##### Supplied data

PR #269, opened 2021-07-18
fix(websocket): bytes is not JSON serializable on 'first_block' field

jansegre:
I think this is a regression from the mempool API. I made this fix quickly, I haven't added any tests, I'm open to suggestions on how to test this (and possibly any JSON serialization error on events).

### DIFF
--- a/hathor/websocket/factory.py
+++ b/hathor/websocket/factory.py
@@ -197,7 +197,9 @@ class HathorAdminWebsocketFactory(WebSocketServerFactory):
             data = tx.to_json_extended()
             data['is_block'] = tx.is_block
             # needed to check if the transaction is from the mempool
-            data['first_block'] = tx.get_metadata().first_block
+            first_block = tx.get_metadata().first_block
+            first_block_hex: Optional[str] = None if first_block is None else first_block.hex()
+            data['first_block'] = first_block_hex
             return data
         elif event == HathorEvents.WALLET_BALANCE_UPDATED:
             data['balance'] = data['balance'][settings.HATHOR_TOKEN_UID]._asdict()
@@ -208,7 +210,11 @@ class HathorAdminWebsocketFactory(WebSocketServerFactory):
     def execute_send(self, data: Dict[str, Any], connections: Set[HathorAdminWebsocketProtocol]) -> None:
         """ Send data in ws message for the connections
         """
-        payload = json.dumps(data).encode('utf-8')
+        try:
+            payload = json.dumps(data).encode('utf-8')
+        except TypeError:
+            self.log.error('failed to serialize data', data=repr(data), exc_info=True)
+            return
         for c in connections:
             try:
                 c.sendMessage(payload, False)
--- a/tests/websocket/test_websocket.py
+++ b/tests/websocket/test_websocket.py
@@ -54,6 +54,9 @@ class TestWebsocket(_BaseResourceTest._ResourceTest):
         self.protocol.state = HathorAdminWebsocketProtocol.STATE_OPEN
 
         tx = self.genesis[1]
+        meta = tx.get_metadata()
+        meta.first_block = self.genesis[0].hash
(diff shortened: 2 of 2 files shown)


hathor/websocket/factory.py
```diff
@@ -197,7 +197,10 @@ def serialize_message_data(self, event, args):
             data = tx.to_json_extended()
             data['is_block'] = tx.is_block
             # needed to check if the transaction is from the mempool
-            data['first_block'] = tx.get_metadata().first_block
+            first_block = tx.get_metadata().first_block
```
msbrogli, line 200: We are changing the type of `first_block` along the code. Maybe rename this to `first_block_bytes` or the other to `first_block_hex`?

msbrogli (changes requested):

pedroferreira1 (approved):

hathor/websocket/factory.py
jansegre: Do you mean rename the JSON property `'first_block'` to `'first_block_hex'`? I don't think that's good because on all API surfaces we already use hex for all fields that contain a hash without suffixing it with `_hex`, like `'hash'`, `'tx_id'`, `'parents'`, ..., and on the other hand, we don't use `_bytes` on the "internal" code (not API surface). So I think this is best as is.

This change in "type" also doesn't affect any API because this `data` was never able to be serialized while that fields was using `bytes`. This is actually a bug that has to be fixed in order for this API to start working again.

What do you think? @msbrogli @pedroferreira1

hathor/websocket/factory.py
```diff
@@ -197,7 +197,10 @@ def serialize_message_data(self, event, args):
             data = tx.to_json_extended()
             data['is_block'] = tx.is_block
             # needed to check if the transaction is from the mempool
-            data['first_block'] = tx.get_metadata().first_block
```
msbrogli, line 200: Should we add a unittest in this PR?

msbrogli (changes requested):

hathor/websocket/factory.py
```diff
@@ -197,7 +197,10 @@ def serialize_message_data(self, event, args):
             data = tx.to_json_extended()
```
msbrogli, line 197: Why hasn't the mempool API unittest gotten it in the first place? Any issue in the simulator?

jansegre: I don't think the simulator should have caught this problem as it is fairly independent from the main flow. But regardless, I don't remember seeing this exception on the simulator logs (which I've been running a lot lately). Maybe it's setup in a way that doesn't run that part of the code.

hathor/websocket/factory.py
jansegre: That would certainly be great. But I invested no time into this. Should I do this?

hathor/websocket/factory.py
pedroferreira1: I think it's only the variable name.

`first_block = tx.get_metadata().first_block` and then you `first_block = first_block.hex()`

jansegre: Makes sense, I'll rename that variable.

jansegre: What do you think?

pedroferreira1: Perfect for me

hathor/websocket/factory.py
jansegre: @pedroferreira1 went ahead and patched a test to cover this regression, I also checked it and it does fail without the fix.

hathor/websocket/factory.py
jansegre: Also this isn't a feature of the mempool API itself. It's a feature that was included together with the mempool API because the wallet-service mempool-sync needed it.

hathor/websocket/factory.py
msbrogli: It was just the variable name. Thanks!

##########

Aim of the exercise. Could you restate, word for word, the lines above from the one with "This change in" to the one with "msbrogli, line 197: Why", both included?

Problem solution.
This change in "type" also doesn't affect any API because this `data` was never able to be serialized while that fields was using `bytes`. This is actually a bug that has to be fixed in order for this API to start working again.

What do you think? @msbrogli @pedroferreira1

hathor/websocket/factory.py
```diff
@@ -197,7 +197,10 @@ def serialize_message_data(self, event, args):
             data = tx.to_json_extended()
             data['is_block'] = tx.is_block
             # needed to check if the transaction is from the mempool
-            data['first_block'] = tx.get_metadata().first_block
```
msbrogli, line 200: Should we add a unittest in this PR?

msbrogli (changes requested):

hathor/websocket/factory.py
```diff
@@ -197,7 +197,10 @@ def serialize_message_data(self, event, args):
             data = tx.to_json_extended()
```
msbrogli, line 197: Why hasn't the mempool API unittest gotten it in the first place? Any issue in the simulator?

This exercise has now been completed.